Start of Provided records
PR #959, opened 2021-02-22
Code step exports `return` example clarification

NReilingh:
This clarifies how to use $return_value in the example given


dylburger:
@NReilingh thanks for the fix, much appreciated!

PR #960, opened 2021-02-22
Shopify bug fix

michelle0927:


components/shopify/shopify.app.js
```diff
@@ -1,4 +1,8 @@
 const axios = require("axios");
+const Bottleneck = require('bottleneck');
+const limiter = new Bottleneck({
```
dylburger, line 3: I might just add a small comment here linking to the Spotify API docs on their rate limits, noting that the `minTime` was set as a result of their rate limit

components/shopify/sources/new-event/new-event.js
```diff
@@ -25,27 +29,42 @@ module.exports = {
...
+      if (results[results.length - 1])
+        this.db.set(eventType, results[results.length - 1].id);
     },
+    async getEvents(eventType, sinceId) {
+      const results = await this.shopify.getEvents(
+        sinceId,
+        JSON.parse(eventType).filter,
+        JSON.parse(eventType).verb
+      );
+      return { results, eventType };
```
dylburger, line 42: Any reason you need to return `eventType` since the caller should have access to it (i.e. since it's passed as a param)?

dylburger: I see what you're doing below now, that makes sense and that's fine.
End of Provided records
**Problem description**
Lines from the one with "dylburger, line 42: Any" through the end of the data: set these down exactly, including both ends and nothing more.

**Task solution**
dylburger, line 42: Any reason you need to return `eventType` since the caller should have access to it (i.e. since it's passed as a param)?

dylburger: I see what you're doing below now, that makes sense and that's fine.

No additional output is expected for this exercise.